Адер обомлела. Она бы выстояла против брани и упреков, но от этой внезапной искренности потеряла дар речи.
– Как это было? – выговорила она наконец.
Нира покачала головой. Сцепила узловатые пальцы. Адер смотрела на нее, не в силах понять ее страшного бессловесного горя.
– Я не могу, девочка, – после долгого молчания ответила старуха. – Второй раз не смогу.
В этих немногих словах Адер услышала весь ужас своих ночей. С самого рождения Санлитуна она уверяла себя, что ночные кошмары и дневные страхи, бесконечные опасения за дитя – всего лишь плод усталости изнемогающего разума.
«Он здоров», – напоминала она себе, всматриваясь в пухлые смуглые щечки, в сильные пальчики, обхватившие ее палец.
«Ему ничто не грозит, – шептала она, глядя на городские стены за окном. – Бояться нечего».
Месяцами после рождения Санлитуна Адер возводила эти хлипкие перегородки между собой и диким, ужасающим внешним миром. Она почти убедила себя, что ее любовь, забота, бесконечное бдение сохранят от всех бед этого толстого капризного малыша – крошечное существо, что было ей дороже собственного сердца. Слезы в глазах Ниры, ее заломленные руки, несколько коротких слов – «я не могу, девочка» – пробили эти стены, как нож пробивает мокрую бумагу. Отчаяние схватило Адер за горло, и несколько ударов сердца она не могла дышать.
– Я не…
Голос дал трещину. Она перевела дыхание, остановила на Нире взгляд, всей душой желая, чтобы старуха увидела, поняла.

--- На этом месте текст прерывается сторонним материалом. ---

PR #224, opened 2022-10-27
OCC-108: Replace en-EU culture with special EUR handling

### LINKED ISSUE #223: en-EU culture is not available on every OS
### Describe the bug

en-EU culture is not available on every OS, thus OCC causes exceptions once enabled.
On some OS the `new CultureInfo("en-EU")` code creates a culture with the EnglishName property set to `English (European Union)` , but on Azure e.g. the EnglishName will be `Unknown Locale (en-EU)` and because of that difference ArgumentOutOfRangeException will be thrown at Currency.cs:40.

When the condition is modified before the exception throw to the below code, then it will run fine, but you can't select EUR on the Currency settings page.
```
if ((culture.EnglishName.StartsWith("Unknown Locale", StringComparison.Ordinal) && culture.Name != "en-EU") ||
            culture.EnglishName.StartsWith("Invariant Language", StringComparison.Ordinal))
```

### To Reproduce

1. Run the web app on a different OS than Windows 10 or above. E.g. Azure app service
2. Enable OCC
3. See exceptions on OCC settings pages and other settings pages.

### Expected behavior

EUR can be selected on the currency settings page and no exceptions are thrown because of the non-existant en-EU locale.

DAud-IcI:
OCC-108
Fixes #223

### DIFF
--- a/src/Libraries/OrchardCore.Commerce.MoneyDataType/Currency.extra.cs
+++ b/src/Libraries/OrchardCore.Commerce.MoneyDataType/Currency.extra.cs
@@ -10,6 +10,12 @@ public readonly partial struct Currency
 {
     private static readonly ICurrencyProvider _defaultProvider = new CurrencyProvider();
 
+    public static ICurrency UnspecifiedCurrency { get; } = new Currency("Unspecified", "Unspecified", "---", "---");
+
+    // This is a special case (rendered with specific formatting with invariant culture) due to the currency's
+    // international nature.
+    public static Currency Euro { get; } = new("European Union", "European Union", "€", "EUR");
+
     public static ICurrency UnitedArabEmiratesDirham => _defaultProvider.GetCurrency("AED");
     public static ICurrency AfghanAfghani => _defaultProvider.GetCurrency("AFN");
     public static ICurrency AlbanianLek => _defaultProvider.GetCurrency("ALL");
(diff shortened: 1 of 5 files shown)


dnfadmin:
[CLA assistant check](https://cla.dotnetfoundation.org/OrchardCMS/OrchardCore.Commerce?pullRequest=224) <br/>Thank you for your submission, we really appreciate it. Like many open source projects, we ask that you sign our [Contributor License Agreement](https://cla.dotnetfoundation.org/OrchardCMS/OrchardCore.Commerce?pullRequest=224) before we can accept your contribution.<br/><br/>:x: DAud-IcI [sign now](https://cla.dotnetfoundation.org/OrchardCMS/OrchardCore.Commerce?pullRequest=224)<br/><sub>You have signed the CLA already but the status is still pending? Let us [recheck](https://cla.dotnetfoundation.org/check/OrchardCMS/OrchardCore.Commerce?pullRequest=224) it.</sub>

– Я знаю, это не совершенная защита, – снова заговорила Адер. – Ты не сможешь уберечь его от всего. Но у меня больше никого нет.
Нира молча покачала головой, и тогда Адер потянулась через стол, взяла ее руки в свои.
– Ты умная, – тихо сказала она. – Ты сильная. И я тебе доверяю.
– Однажды мне доверили целый континент, девочка, а я допустила его сожжение. Я сама его сожгла.
– Мы говорим не о континентах.
– Я знаю, о чем мы говорим. – В голос Ниры вернулась толика обычной сварливости. – У меня тоже был мальчик. Мой сын. Я не сумела его спасти.
Адер кивнула. Она представляла этот ужас. И не хотела представлять.
– Я тебя умоляю, Нира.
Старуха взглянула на нее сквозь слезы, отняла руку и утерла глаза:
– Императоры не умоляют. Императоры приказывают.
– Не сейчас, – покачала головой Адер.
Нира повернулась к ней:
– Всегда, дуреха. Это и значит быть императором.
– Так ты возьмешься?
– Это приказ?
Адер молча кивнула.
– Тогда возьмусь. – Нира прерывисто вздохнула. – Постерегу твоего плаксивого засранца, пока тебя нет.
Что-то, какое-то страшное внутреннее напряжение, внезапно отпустило Адер. Она чувствовала, что и сама готова расплакаться.
– Спасибо тебе, Нира.
– Императоры не благодарят подданных за повиновение.
– Ну а я все равно благодарю.
– Поблагодаришь, когда я сдам тебе маленького поганца с рук на руки, если он еще будет дышать, – невесело ответила Нира.
5
У Кадена горели легкие и сводило бедра, но он заставлял себя виток за витком одолевать лестницу. Маут Амут уверил его, что напавшие на Копье не поднимались выше кабинета, выше тридцатого и последнего из выстроенных людьми этажа древней башни, но он, в тревоге проведя бессонную ночь, понял, что должен увидеть Тристе – увидеть собственными глазами, убедиться, что та жива и в безопасности (насколько он мог обеспечить ей безопасность).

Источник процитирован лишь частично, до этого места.